There should be no necessary libraries to run the code here beyond the Anaconda distribution of Python.
Libraries used are:
- Pandas
- Numpy
- Scikitlearn
- Scipy
- Matplotlib
For this project, I was interested to know the trends in fertility rates of different countries over the years. I have used Kaggle dataset provided here to do the analysis and get some insights on the following questions.
- Does African countries have greater fertility rates?
- Which are the countries that have highest and lowest fertility rates?
- What are the trends of fertility rates in developed and developing countries? Is there a difference in trends?
- Can you predict the fertility rates given 53 years fertility rates of the countries?
- How fertility rates have been changing over the years ?
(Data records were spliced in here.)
PR #4140, opened 2026-06-17
fix(list): focus pressed row on mousedown to keep clicks on target

Befkadu1:
fix https://github.com/Lundalogik/crm-client/issues/795
## Summary
- A click on a row deep in a scrolled `limel-list` was lost: `delegatesFocus` redirected focus to the first (off-screen) row and scrolled it into view, moving the pressed row out from under the pointer so mouseup landed on empty `<ul>` space and MDC computed index `-1`. This is the cause of the object explorer widget "jumps to top instead of opening the clicked object" bug.
- Fix: on `mousedown`, suppress the default focus delegation and focus the pressed row with `{ preventScroll: true }`. Mouse-only (not `pointerdown`) so touch-drag scrolling isn't blocked; `preventDefault` for any row (so disabled rows don't scroll-jump either), but focus only moves to non-disabled rows.
- Added e2e tests for `radio`/`checkbox` toggling and pressed-row focus.

## Test plan
- [ ] `npx stencil-test --project e2e list/list.e2e` passes (15/15)
- [ ] Object explorer widget: scroll down → load more → click a deep row → it opens, list does not jump to top
- [ ] `radio` and `checkbox` list examples still toggle on click
- [ ] `limel-menu-list` still activates items (shares the pattern; not changed here)

Refs Lundalogik/crm-client#795

## Release Notes

* **Tests**
  * Expanded E2E test coverage for the list component, including verification of focus behavior for selectable, radio, and checkbox list types.

* **Bug Fixes**
  * Improved focus management when interacting with list items via mouse, ensuring the correct item receives focus.

### DIFF
--- a/src/components/list/list.e2e.tsx
+++ b/src/components/list/list.e2e.tsx
@@ -207,6 +207,89 @@ describe('limel-list', () => {
                     selected: true,
                 });
             });
+
+            it('focuses the pressed item, not the first one', async () => {
+                const items = [
+                    { text: 'item 1' },
+                    { text: 'item 2' },
+                    { text: 'item 3' },
+                ];
+                const { root, waitForChanges } = await render(
+                    <limel-list type="selectable" items={items}></limel-list>
+                );
+                await waitForChanges();
+
+                const itemEls =
+                    root.shadowRoot.querySelectorAll('limel-list-item');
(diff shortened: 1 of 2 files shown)


devbymadde (approved):
Great work, tested it locally and it works well! Code looks good, let's ship it :D

PR #4145, opened 2026-06-23
Fix/4060 download button

### LINKED ISSUE #4070: file-viewer: overlapping buttons and duplicate download in unsupported fallback
After enabling `allowDownload={true}` on `<limel-file-viewer>` ([BB PR #1432](https://github.com/Lundalogik/lime-crm-building-blocks/pull/1432)), two visual problems surfaced:

### Problem 1: Toolbar buttons overlap with consumer-positioned UI

`.buttons` in `file-viewer/partial-styles/ui-controls.scss` is `position: absolute; top: 0.25rem; right: 0.25rem`. Any consumer that places its own controls in the top-right (e.g. `limebb-summary-popover` puts its close button at `top: 0.125rem; right: 0.125rem`) will collide. With more `allow*` flags enabled, more buttons stack down and the collision area grows.

Image

There's no CSS `::part` exposed on `.buttons` and no CSS variable for offset, so consumers can't reposition the toolbar.

### Problem 2: Duplicate download button in renderText / renderEmail fallback

`renderText` (`file-viewer.tsx:265-274`) and `renderEmail` (`file-viewer.tsx:276-291`) render `renderButtons()` (the toolbar) AND wrap their `<object>` / `<limel-email-viewer>` with `renderNoFileSupportMessage()` as fallback. That message has its own inline download button (`file-viewer.tsx:343`). When the embedded view fails to render natively (observed for `.json` blob URLs in Chrome), both render → two download buttons.

Image

### Related

- BB PR that enabled allowDownload and surfaced these: https://github.com/Lundalogik/lime-crm-building-blocks/pull/1432
- The popover wrapping uses `limebb-summary-popover` via `limebb-document-chips`, which now renders attachment previews in the email composer.

LucyChyzhova:
fix: https://github.com/Lundalogik/lime-elements/issues/4070

## Bug Fixes

- Prevented duplicate download buttons in the file viewer when unsupported content is shown within other UI that already includes a download button bar.
- Updated unsupported-file fallback rendering so the download button is only displayed when appropriate.
- Adjusted file viewer control button positioning for better layout alignment (moved vertical offset from top to bottom).

## Review:

### Browsers tested:

Windows:
- [ ] Chrome
- [ ] Edge
- [ ] Firefox

Linux:
- [ ] Chrome
- [ ] Firefox

macOS:
- [ ] Chrome
- [ ] Firefox
- [ ] Safari

Mobile:
- [ ] Chrome on Android
- [ ] iOS

### DIFF
--- a/src/components/file-viewer/file-viewer.tsx
+++ b/src/components/file-viewer/file-viewer.tsx
@@ -269,7 +269,7 @@ export class FileViewer {
     };
 
     private renderText = () => {
-        const fallbackContent = [this.renderNoFileSupportMessage()];
+        const fallbackContent = [this.renderNoFileSupportMessage(false)];
 
         return [
             this.renderButtons(),
@@ -291,7 +291,9 @@ export class FileViewer {
                 fallbackUrl={this.sanitizeUrl(this.fileUrl)}
                 language={this.language}
             >
-                <div slot="fallback">{this.renderNoFileSupportMessage()}</div>
+                <div slot="fallback">
+                    {this.renderNoFileSupportMessage(false)}
+                </div>
             </limel-email-viewer>,
         ];
     };
@@ -332,7 +334,15 @@ export class FileViewer {
         return officeViewers[this.officeViewer];
     };
 
-    private renderNoFileSupportMessage = () => {
+    /**
+     * @param withDownloadButton whether to render a download button as a
+     * recovery option. Should be `false` when the message is shown as
+     * fallback content alongside the buttons bar, which already renders the
+     * download button when enabled, to avoid showing two download buttons.
+     */
+    private readonly renderNoFileSupportMessage = (
+        withDownloadButton = true
+    ) => {
         return (
             <div class="no-support" role="alert">
                 <h1>⚠️</h1>
@@ -346,7 +356,7 @@ export class FileViewer {
                         'file-viewer.message.try-other-options'
                     )}
                 </p>
-                {this.renderDownloadButton()}
+                {withDownloadButton && this.renderDownloadButton()}
             </div>
         );
     };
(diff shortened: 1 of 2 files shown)


LucyChyzhova:
`The PR title references issue #4060, but the PR is actually addressing issue #4070. This is misleading, as the title does not accurately reflect the actual issue being fixed.`

yeah, missed the number , should be 4070 instead...

src/components/file-viewer/file-viewer.tsx
```diff
@@ -332,7 +334,13 @@ export class FileViewer {
         return officeViewers[this.officeViewer];
     };
 
-    private renderNoFileSupportMessage = () => {
+    /**
+     * @param withDownloadButton whether to render a download button as a
+     * recovery option. Should be `false` when the message is shown as
+     * fallback content alongside the buttons bar, which already renders its
+     * own download button, to avoid showing two download buttons.
+     */
```
ha2818an, line 342: The JSDoc says the buttons bar "already renders its own download button," but it only does so when allowDownload is true. If we want to be precise maybe  "...which already renders the download button **when enabled**" so it doesn't imply the button is unconditional.

src/components/file-viewer/file-viewer.tsx
```diff
@@ -332,7 +334,13 @@ export class FileViewer {
...
+    private renderNoFileSupportMessage = (withDownloadButton = true) => {
```
ha2818an: Worth adressing to get it cleared

ha2818an (dismissed):
Verified by linking local lime-element to local lime-bb and checking the example docs. I'd say the comments are nits so approving for now.

hatchakka3 (approved):
Changes look good and have been verified by @ha2818an ✅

There are 2 files in this repository.
-
.csv
file : Dataset used for the analysis is provided- Dataset contains the fertiltiy rates of 215 countries from 1963 to 2013
- 215 rows and 58 columns
-
.ipynb
file : Jupyter notebook with all the analysis code- This notebook contains:
- Data cleansing to get required data
- Data imputation using KNNImputer
- 5 questions that was answered using various techniques like EDA and Machine Learning algorithm.
- Visualisations to support the insights
- This notebook contains:
Results after the analysis are :
- African countries have greater fertiltiy rates than other regions of the world
- Niger is the country with highest fertility rate and Liechtenstien is the country with lowest fertility rates.
- Developed countries showed a similar pattern in the variation of fertility rates. Some of the developed countries have maintained its fertilty rate over the years. These results can be seen in detail here.
- A model to predict the fertility rates can be seen in the notebook provided in the repository.